Natürlich war es zunächst die Geburtshilfe, die mich wie so viele jungen Ärzte in den Bann zog. Schliesslich ist es eine unglaublich schöne und aufregende Tätigkeit, neuem Leben auf die Welt zu helfen! Ein ganz besonderes Interesse aber erwachte in der Abteilung für gynäkologische Tumore, wo ich mich zum Tumorchirurgen ausbilden liess. Eine Krebsdiagnose, so stellte ich fest, war für jede Patientin ein einschneidender Moment. Eine Zäsur, die das eigene Leben in ein für selbständig hingenommenes «Vorher» und in ein stark reflektiertes «Nachher» unterteilte. Mit dem Schnitt, der Operation des Chirurgen, war es selten getan, auch dann nicht, wenn der Krebs, die Krankheit, damit vielleicht «besiegt» war.

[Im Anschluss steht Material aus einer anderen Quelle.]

PR #393, opened 2019-10-24
Tessa/remove assets

tesk9:
While working on something else, I noticed that we were still passing an assets record to a few styleguide examples. This PR aims to fix that, so that we're only passing assets where it's unavoidable not to.

This required a new version of segmented control. As far as I can tell, SegmentedControl only uses Icons on the rate results page, so I focused on getting the segmented control example to look nice with Svg icons that correspond to the rate results view. 

Screen Shot 2019-10-24 at 12 29 25 PM

<details>
<summary>Rate results view, for reference
</summary>

Screen Shot 2019-10-24 at 11 03 11 AM

</details>

<details>
<summary>Styleguide showing icons prior to this change
</summary>

Screen Shot 2019-10-24 at 11 03 06 AM

</details>

I also had to convert some old icons to elm-svg to get this to work. However, it kinda seems like the svg code I exported from zeplin wasn't quite right. I had to futz with the feColorMatrix for the "star" icon to get it to look darker on the edges, and then the empty star seemed at first like the viewbox was wrong, but I think actually the path is getting cut off. @NoRedInk/design are there other icons I should use? 

Screen Shot 2019-10-24 at 12 42 20 PM

### DIFF
--- a/src/Nri/Ui/Svg/V1.elm
+++ b/src/Nri/Ui/Svg/V1.elm
@@ -1,22 +1,31 @@
 module Nri.Ui.Svg.V1 exposing
     ( Svg
+    , withColor
     , fromHtml, toHtml
     )
 
 {-|
 
 @docs Svg
+@docs withColor
 @docs fromHtml, toHtml
 
 -}
 
+import Css exposing (Color)
 import Html.Styled as Html exposing (Html)
-import Svg
+import Html.Styled.Attributes as Attributes
 
 
 {-| -}
 type Svg
     = Svg (Html Never)
+
+
+{-| -}
+withColor : Color -> Svg -> Svg
+withColor color (Svg svg) =
+    Svg (Html.span [ Attributes.css [ Css.color color ] ] [ svg ])
 
 
 {-| Tag html as being an svg.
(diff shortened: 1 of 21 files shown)


bendansby:
Yay for removing PNGs! I'll defer to @staceyadams on the details

src/Nri/Ui/Svg/V1.elm
```diff
@@ -1,24 +1,33 @@
 module Nri.Ui.Svg.V1 exposing
     ( Svg
+    , withColor
```
michaelglass: 😍

styleguide-app/Examples/Button.elm
```diff
@@ -108,26 +107,13 @@ init assets =
...
-        , ( "Just Lock"
-          , Icon.lock assets
-                |> Icon.decorativeIcon
-                |> NriSvg.fromHtml
-                |> Just
-                |> Control.value
-          )
+        [ ( "Nothing", Control.value Nothing )
+        , ( "Just Performance", Control.value (Just UiIcon.performance) )
+        , ( "Just Share", Control.value (Just UiIcon.share) )
```
michaelglass: 🤘

styleguide-app/Examples/UiIcon.elm
```diff
@@ -58,5 +58,10 @@ example =
             , ( "attention", UiIcon.attention )
             , ( "exclamation", UiIcon.exclamation )
             ]
+        , (IconExamples.view "Notifs" << List.map (Tuple.mapSecond Svg.toHtml))
```
michaelglass: 👍

PR #394, opened 2019-10-24
Add Nri.Ui.Pennant.V1

brookeangel:
Part of https://www.pivotaltracker.com/story/show/169182354

Integration plan:
- [ ] Use in https://github.com/NoRedInk/NoRedInk/pull/25423 (fixes pennant sizing so it is the same as with Premium Checkbox)
- [ ] Deprecate Nri.Pennant in monolith

Screen Shot 2019-10-24 at 2 29 41 PM

### DIFF
--- a/elm.json
+++ b/elm.json
@@ -58,6 +58,7 @@
         "Nri.Ui.Page.V2",
         "Nri.Ui.Page.V3",
         "Nri.Ui.Palette.V1",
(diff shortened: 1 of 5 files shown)


brookeangel:
The failure says I removed Modal.V8? Is there some weird stuff happening on Master right now?

PR #398, opened 2019-10-28
update nixpkgs and switch to niv

BrianHicks:
This PR switches us to `niv` to manage nix dependencies. It also adds docs!


BrianHicks:
@Arkham hey Ju, please LMK if you don't use Nix for this and I will find someone else to review. Teambot just suggested you 😄

Arkham:
I'll try to set it up, can't think of a better test :)

BrianHicks:
good idea ❤️

BrianHicks:
It’s because nix is still not the only way to do it. Thanks for reviewing!

PR #408, opened 2019-11-15
bump to 7.12.1

brookeangel:
releases a patch on Tooltip.V1 - stops click propagation


brookeangel:
Looks like one of the percy failures is a flake, & the other percy failure was because it flaked the previous time, so gonna merge this!

PR #633, opened 2020-10-21
Kraken/clickable svg improvements

tesk9:
Screen Shot 2020-10-21 at 10 42 55 AM

Ookkkkkkkkayyyyy I made a new version of ClickableSvg with a different API for width/height. Instead of always having to do `ClickableSvg.height` and `ClickableSvg.width`, there are preset sizes (`small`, `medium`, `large`), and then you can set the width of the button to be something exact with `exactWidth` if you want.

@NoRedInk/design I'm not sure what the presets should actually be! I picked some values somewhat at random. Would love instructions or commits! 🙏

### DIFF
--- a/elm.json
+++ b/elm.json
@@ -15,6 +15,7 @@
         "Nri.Ui.Callout.V1",
         "Nri.Ui.Checkbox.V5",
         "Nri.Ui.ClickableSvg.V1",
+        "Nri.Ui.ClickableSvg.V2",
         "Nri.Ui.ClickableText.V3",
         "Nri.Ui.Colors.Extra",
         "Nri.Ui.Colors.V1",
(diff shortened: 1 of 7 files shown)


bendansby:
Nice! Let's have the height and borders match Nri.Ui.Button

staceyadams:
Those danger eyes feel very spoooooky and Halloweeny!

tesk9:
With the same padding & border per size styles as from Button:

Screen Shot 2020-10-21 at 11 56 04 AM
Screen Shot 2020-10-21 at 11 54 21 AM
Screen Shot 2020-10-21 at 11 54 15 AM
Screen Shot 2020-10-21 at 11 54 10 AM
Screen Shot 2020-10-21 at 11 54 02 AM

bendansby:
Just pushed some padding tweaks!

bendansby:
Other thing I noticed is that the bottom borders for the primary and danger themes are white.

tesk9:
> Other thing I noticed is that the bottom borders for the primary and danger themes are white.

Yeeech not great. Good eye. Should the bottom borders be transparent or match the background color?

bendansby:
Let's make it match Button, so for the bottom borders

primary = azureDark
secondary = azure
danger = redDark
dangerSecondary = red

Arkham (approved):
Looks purrfect!

PR #637, opened 2020-10-26
bounded-width button

BrianHicks:
# 🚧 depends on #636 

I needed a button with a `min-width` instead of a `width`. This adds that, and caps how much the button can expand at the same time!

bounded-width-button

### DIFF
--- a/src/Nri/Ui/Button/V10.elm
+++ b/src/Nri/Ui/Button/V10.elm
@@ -5,7 +5,7 @@ module Nri.Ui.Button.V10 exposing
     , onClick
     , href, linkSpa, linkExternal, linkWithMethod, linkWithTracking, linkExternalWithTracking
     , small, medium, large
-    , exactWidth, unboundedWidth, fillContainerWidth
+    , exactWidth, boundedWidth, unboundedWidth, fillContainerWidth
     , primary, secondary, danger, premium
     , enabled, unfulfilled, disabled, error, loading, success
     , delete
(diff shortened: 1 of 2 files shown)


BrianHicks:
@NoRedInk/design does the padding on these when they're above the minimum width look OK to you?

Also, here's my motivation:

image

bendansby:
Sorry, could you explain the problem and solution more step by step?

BrianHicks:
The problem: we have some the error text above as a replacement for the "Continue" button on the assignment form during validation. But it line breaks and just kind of looks bad. I could set both buttons to be 190px wide but then it looks meh when the labels are small (cf. "Preview" below.)

image

So what I want is actually to let the validation message grow the button a little, but within a bound. This PR lets me say "the button should be 150px wide, growing up to 200px if necessary for the contents of the label.

BrianHicks:
original context where Stacey and I talked about this: https://github.com/NoRedInk/NoRedInk/pull/30315

bendansby:
Gotcha. Not that more flexibility with buttons ain't cool, but in this case could you alternately set the Continue button to be unbounded and set the Preview button to the exact width of the Continue button in its default state?

bendansby:
I.e. would that solve the problem and if so would that avoid any complication that might arise from modifying the button component? (maybe there's not really any complication, just wanted to provide some checks and balances)

BrianHicks:
That'd make the preview button exactly 150px and the unbounded one a minimum of 75px (the default min-width for unbounded.) We still need the button to be a reasonable width when it says "Continue" instead of an error message, so I want to be able to set the minimum.

But TBH I hadn't considered it at all before now so thanks for the checks slash balances!

bendansby:
Ah, right. Cool, sounds good!

juanedi (approved):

«Natürlich war es zunächst die
Geburtshilfe, die mich wie so viele jungen Ärzte
in den Bann zog.»
Die Betreuung und Begleitung von Patientinnen in diesem schwierigen Lebensabschnitt stellten für mich eine grosse Herausforderung dar – sowohl als Arzt als auch als Mensch – und ich spürte deutlich: hier braucht es mehr. Diese tückische Krankheit befällt nämlich nicht nur Brust, Gebärmutter und Eierstöcke, sie erschüttert die betroffene Frau in ihrem ganzen Leben und Sein.

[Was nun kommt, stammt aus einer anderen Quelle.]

PR #643, opened 2020-11-06
FAB/checkbox

tesk9:
FAB Friday checkbox accessibility improvements!

# Change set 1: 

These changes came from FAB Friday on [November 6, 2020](https://paper.dropbox.com/doc/FAB-Fridays-log-and-upcoming-topics--A_WVewOq7TOzbe8LpdckKeyaAg-Yr853teky2oypzanPfSKP#:uid=434012004652331945797748&h2=2020-11-06
)

- When focusing on the “checkbox” element, VoiceOver should recognize it as a checkbox and should instruct you to VO-space bar to select it rather than saying it's a group
- tabbing off the checkbox element, you shouldn't hear VoiceOver reading the label a second time

Screen Shot 2020-11-06 at 2 55 31 PM

Caveat: I don't think our approach for hiding focus indicators for mouse users will work for checkboxes anymore.

cc @NoRedInk/design 

# Change set 2: 

These changes came from FAB Friday on (Friday 😱) [November 13, 2020](https://paper.dropbox.com/doc/FAB-Fridays-log-and-upcoming-topics--A_WVewOq7TOzbe8LpdckKeyaAg-Yr853teky2oypzanPfSKP#:uid=912008681740817975415360&h2=2020-11-13)

Disabled checkboxes should still be read aloud by voiceover.

### DIFF
--- a/src/Nri/Ui/Checkbox/V5.elm
+++ b/src/Nri/Ui/Checkbox/V5.elm
@@ -303,11 +303,12 @@ viewIcon styles icon =
             , border3 (px 2) solid transparent
             , padding (px 2)
             , borderRadius (px 3)
-            , Css.batch styles
             ]
         , Attributes.class "checkbox-icon-container"
         ]
-        [ Nri.Ui.Svg.V1.toHtml icon
+        [ Html.div [ css [ backgroundColor Colors.white ] ]
+            [ Nri.Ui.Svg.V1.toHtml (Nri.Ui.Svg.V1.withCss styles icon)
+            ]
         ]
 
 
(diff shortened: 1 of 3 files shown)


bendansby:
Would be great if we could solve the focus outline problem. Can be very distracting.

tesk9:
I'll try to fix the focus behavior on the monolith side!

tesk9:
Ping, @Arkham :) (we made some more changes in FAB Friday today and it was actually quite convenient that this hadn't merged yet! 😄)

Arkham:
Ah, good timing! :)

I've noticed that when focusing a checkbox pressing Space does select and unselect it, but pressing Enter doesn't do anything, is that a regression?

tesk9:
It's a change in behavior for sure! I was actually just wrong about what behavior checkboxes are supposed to have, I think? 
https://developer.mozilla.org/en-US/docs/Web/HTML/Element/input/checkbox is actually only interact-able with space, not enter. I changed the docs.

Thanks for fixing the specs!

Arkham (approved):
Looking fab!!

Issue #573, opened 2020-08-07
Radio button loses user focus


tesk9:
![radio keyboard nav](https://user-images.githubusercontent.com/8811312/89664023-5c5eec80-d88b-11ea-8591-cf64556a07ed.gif)

Make sure that there's a visual indication of the user's focus. https://www.deque.com/blog/accessible-focus-indicators/

PR #644, opened 2020-11-06
Show an outline for radio buttons on selection

tesk9:
Don't lose focus on radio buttons & use aria-disabled instead of disabled attribute.

Fixes https://github.com/NoRedInk/noredink-ui/issues/573

Uses same approach for showing outlines as https://github.com/NoRedInk/noredink-ui/pull/643

NOTE: this changes the tabindex behavior! We were overriding tab behavior in kind of a weird way: radio buttons within a group should be navigable with the arrow keys, and not internally tab-able. I also had to remove an event prevent-default event swallower to stop breaking the default radio behavior.


allymcknight (approved):
whoops sorry this got lost in the review pile. Looks good!

PR #648, opened 2020-11-13
allow overriding the generated ID in a text input

BrianHicks:
Allow overriding automatically-generated IDs in `TextInput.V6`. This will result in a minor version bump when released.

(this should help solve https://github.com/NoRedInk/NoRedInk/issues/29383)


juanedi (approved):
Looks good!

PR #657, opened 2020-12-08
use cachix

BrianHicks:
Could potentially speed up builds a lot! Even if we have to pull stuff over the network, at least we won't be building `niv` and `elm-forbid-import` except when we update them.

| Step | Time |
|-|-|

Wie kann ich während der Behandlung da sein für meine Familie und meine Kinder? Wie wird sich mein Körper verändern? Was bedeutet dies für meine Beziehung zu meinem Partner und für meine Sexualität? Und wo bleibe ich? Diese Fragen stellten Frauen immer wieder. Fragen, auf die Operation, Chemo, Bestrahlung und Co. nicht die alleinige Antwort sein konnten.
Für mich als Arzt drängte sich die Frage auf: Ist die klassische Schulmedizin wirklich alles, was wir unseren Patientinnen bieten können? Gibt es nicht mehr, was wir tun können? Und so war es für mich naheliegend, über den schulmedizinischen Tellerrand hinaus zu schauen.

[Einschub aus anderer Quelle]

PR #659, opened 2020-12-10
add Nri.Ui.Switch.V1

BrianHicks:
We finally have a reason to add switches! Hooray!

These switches look nice, have nice animations, and should be reasonably accessible (at least as far as I can tell.) The animation also stops if the user-agent says the user prefers reduced motion—I'm not sure what the threshold for those things is, so I just turned off animation altogether if it's disabled. Apple seems to just do color fades instead, so I may be being too conservative here.

Here's how keyboard and mouse interaction goes:

switch-interactions

### DIFF
--- a/src/Nri/Ui/Switch/V1.elm
+++ b/src/Nri/Ui/Switch/V1.elm
@@ -100,6 +100,13 @@ view attrs isOn =
                 [ Global.descendants
                     [ Global.svg [ Css.borderColor Colors.azure ] ]
                 ]
+            , Css.cursor
+                (if config.onSwitch == Nothing then
+                    Css.default
+
+                 else
+                    Css.pointer
+                )
             ]
         , Aria.controls config.id
         , Widget.checked (Just isOn)
@@ -113,7 +120,6 @@ view attrs isOn =
             (viewSwitch
                 { id = config.id
                 , isOn = isOn
-                , enabled = config.onSwitch /= Nothing
                 }
             )
         , case config.label of
@@ -159,7 +165,6 @@ viewCheckbox config =
 viewSwitch :
     { id : String
     , isOn : Bool
-    , enabled : Bool
     }
     -> Svg
 viewSwitch config =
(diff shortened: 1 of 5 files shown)


BrianHicks:
@staceyadams how's this look? You can poke it at https://deploy-preview-659--noredink-ui.netlify.app/#/doodad/Switch

staceyadams:
Looking spiffy!

Can you add the inset shadows to the switch background (idk what it's called; the thing it's sliding on)? The same styling is used on checkboxes and radio buttons.

staceyadams:
p.s. I love being able to poke at it on the share link!

staceyadams:
Does the disabled state need to be focusable? Is that so the label can be read? The focus ring feels a little misleading in this case since you can't move the switch.

BrianHicks:
> Can you add the inset shadows to the switch background (idk what it's called; the thing it's sliding on)? The same styling is used on checkboxes and radio buttons.

Oh, oops! That looks like a bug. It should be there.

> Does the disabled state need to be focusable? Is that so the label can be read? The focus ring feels a little misleading in this case since you can't move the switch.

I agree. I'm not sure why this needs to happen but checkbox does it so I copied it here. @tesk9 do you know?

BrianHicks:
ok, shadow's fixed. Same preview link!

staceyadams:
Woo!

One more small thing: border on the knob of the off state should be gray75/#bfbfbf

BrianHicks:
biffed!

tesk9:
> Does the disabled state need to be focusable? Is that so the label can be read? The focus ring feels a little misleading in this case since you can't move the switch.

I'm so excited you asked this question!!! FAB Friday just learned about this, and we are in the process of implementing across noredink-ui. (cc @krinhorn !!)

We determined that _yes_, we want disabled inputs to be focusable. Additionally, we want to use [`aria-disabled`](https://www.w3.org/WAI/PF/aria/states_and_properties#aria-disabled) instead of `disabled` so that screenreader users will know (a) that there's a disabled slider doohickey on the page and (b) what the value is disabled as.

I tested the deploy preview with VoiceOver, and it sounded good to me!

src/Nri/Ui/Switch/V1.elm
```diff
@@ -293,11 +296,18 @@ viewSwitch config =
...
                         ]
                     ]
                     []
                 ]
             ]
         ]
         |> Nri.Ui.Svg.V1.fromHtml
+
+
+transition : String -> Css.Style
```
juanedi, line 328: 🤘

juanedi (approved):

krinhorn:
Yay! Thanks, Brian!

> The animation also stops if the user-agent says the user prefers reduced motion—I'm not sure what the threshold for those things is

I think as little animation as possible without losing required information. If the animation doesn't convey anything meaningful, then best to reduce it as close to no animation as we can.

krinhorn:
image
image
image


From https://www.w3.org/WAI/WCAG21/Understanding/animation-from-interactions.html, where there are some examples of essential and non-essential animation and a bit more context. :)

PR #666, opened 2021-01-05
Use same shape of star filled for star outline

Arkham:
Adjust the starOutline so it's not cut off on the edges:

### Before:
image

### After:

image

cc @NoRedInk/design


tesk9 (approved):
Woo! Will merge & publish a new version once there's a 👍 from design 😈

bendansby:
lgtm 👍

PR #669, opened 2021-01-19
Kraken/message v3

tesk9:
Add Message.V3 in order to address feedback here https://github.com/NoRedInk/NoRedInk/pull/31399#discussion_r560306476.

Primary goal was to add `css` helper that would allow us to round top corners and keep bottom corners square on a banner Message.

Screen Shot 2021-01-19 at 1 15 38 PM


Arkham (approved):
Looks great! I like that now we can override the default icon of a theme :)

PR #670, opened 2021-01-22
Raven/reduced motion support 3

juanedi:
Don't render confetti if `prefers-reduced-motion` is set!

This won't avoid the computation, but I figured it was better to do it all using css only to keep the widget port-free.

See https://paper.dropbox.com/doc/Reduce-motion-for-site-animations--BDuE8Mq0HRjcjs3jjW_4O4SrAg-UQ2ngQW9PORW1SMa1qapL


tesk9 (approved):
Woo works great! Confetti is beautiful when it shows, and very absent when it doesn't show 👍

Thanks!

Issue #665, opened 2020-12-23
Fix labels on Nri.Ui.Switch so it plays well with elm-program-test


juanedi:
`Switch` is backed by a checkbox input. The usual way to interact with those in a `ProgramTest` is via the `check` function, but this is what you get when you try to use it with a switch:

```
    ▼ Query.has [ text "HTML expected by the call to: check "Apply this scale across all rubric criteria"" ]
    
    ✗ has text "HTML expected by the call to: check "Apply this scale across all rubric criteria""
    
    Expected one of the following to exist and have an "onchange" handler:
    - <label for="nri-ui-switch-with-default-id"> with text "Apply this scale across all rubric criteria" and an <input id="nri-ui-switch-with-default-id">
    - <input aria-label="Apply this scale across all rubric criteria" id="nri-ui-switch-with-default-id">
```

We should probably do that!

tesk9:
@juanedi this looks like it's accepted in the Raven project. Can this be closed?

juanedi:
Yeeeees! 🤘

PR #673, opened 2021-02-02
add "for" attribute to the switch's label

juanedi:
this will associate the label with the input, giving us some nice things such as:
  - screen readers will read the label when the input is focused
  - clicking on the label toggles the switch
  - toggling the switch with elm-program-test is now possible without manually simulating dom events

For https://github.com/NoRedInk/noredink-ui/issues/665

NOTE: I tested that this plays well with elm-program-test by symlinking on the monolith's `CustomizeRubricSpec`


Arkham (approved):
Thank you!

PR #1618, opened 2024-01-31
Use nri colors for color picker

tesk9:
Component Catalog change only. For all Icon examples, the color picker is now noredink-ui-themed and will default to showing only NRI colors.

Thanks to @ap-nri for the awesome idea! I had no idea this was even possible. HTML is so cool.

| | Before | After |
| --- | --- | --- |
| Chrome |  image | image |
| Safari | image | image |
| Firefox (Mac)\* | image | image  |

\* "list" attribute is not supported on Macs, see [can I use table note](https://caniuse.com/mdn-html_elements_input_type_color_list)


bendansby (approved):
So neat!

charbelrami (approved):
cool!

PR #1621, opened 2024-02-02
Add hot reload via elm-live

bcardiff:
Changes `./script/develop.sh` to use elm-live with hot reload.

You might need to drop the local `.direnv` directory if elm-live is not available, I'm not sure how to force the nix-profile to be rebuilt in other way.

In case you are blocked the old script is in `./script/legacy-develop.sh`, we can clean things later and probably drop python as a dependency.

In order to make hot reload work the Example/UsageExample needs to be tweaked a bit. Before this PR we stored them fully in the App model. This included the view, so the hot reload making its magic restored the old views 🙃 . We now store only the example state in the App model. Additionally examples now define `init` instead of `state` field and the `view` functions receive the state explicitly. Example and UsageExample are now immutable declarations.

🍐 with @tesk9


tesk9 (approved):
AHHHHHHHHHH SO GOOD

The modeling changes make the CC WAY better, and live reload is 💯 !

🏆 Best noredink-ui PR of the year award 🏆

PR #1625, opened 2024-02-05
Add Block resources

tesk9:
Component Catalog changes only -- expands Block resources.

image

@micahhahn I've got a list of a11ybat team demos, but I didn't keep track of demos you've done. Are there other resources you want to add to the Block example?


micahhahn:
@tesk9 Cool thanks for updated this! I never gave a demo on block so nothing to add there

micahhahn (approved):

Zahlreiche Studien belegten, wie viele Patientinnen das Bedürfnis nach einer ganzheitlichen Behandlung haben. Diese Studien zeigten aber auch auf ernüchternde Art und Weise, wie wenig Wissen, aber oft auch wie wenig Interesse wir klassischen Schulmediziner an der Komplementärmedizin hatten. Und dieser Ruf eilte uns dermassen voraus, dass viele Patientinnen sich gar nicht getrauten, uns Ärzte über ihre selbst initiierten, begleitenden Therapien zu informieren.
Ein spannender Weg zur Ganzheitlichkeit
Und so begann für mich vor nahezu zehn Jahren in Rheinfelden eine erneute Reise. Ein spannender Weg zur Ganzheitlichkeit, zur Achtsamkeit und zum Einklang zwischen Körper und Geist. Diese Pfeiler legten das Fundament für unsere Frauenklinik, in der die klassische Schulmedizin erweitert und ergänzt wird mit Verfahren der Naturheilkunde, der traditionellen chinesischen Medizin und der Anthroposophischen Medizin.
Und so wurde der neugierige Junge mit dem hauseigenen «Tierli-Spital» ganz unverhofft und unvorhergesehen zum Frauenarzt und Komplementärmediziner mit Leib und Seele.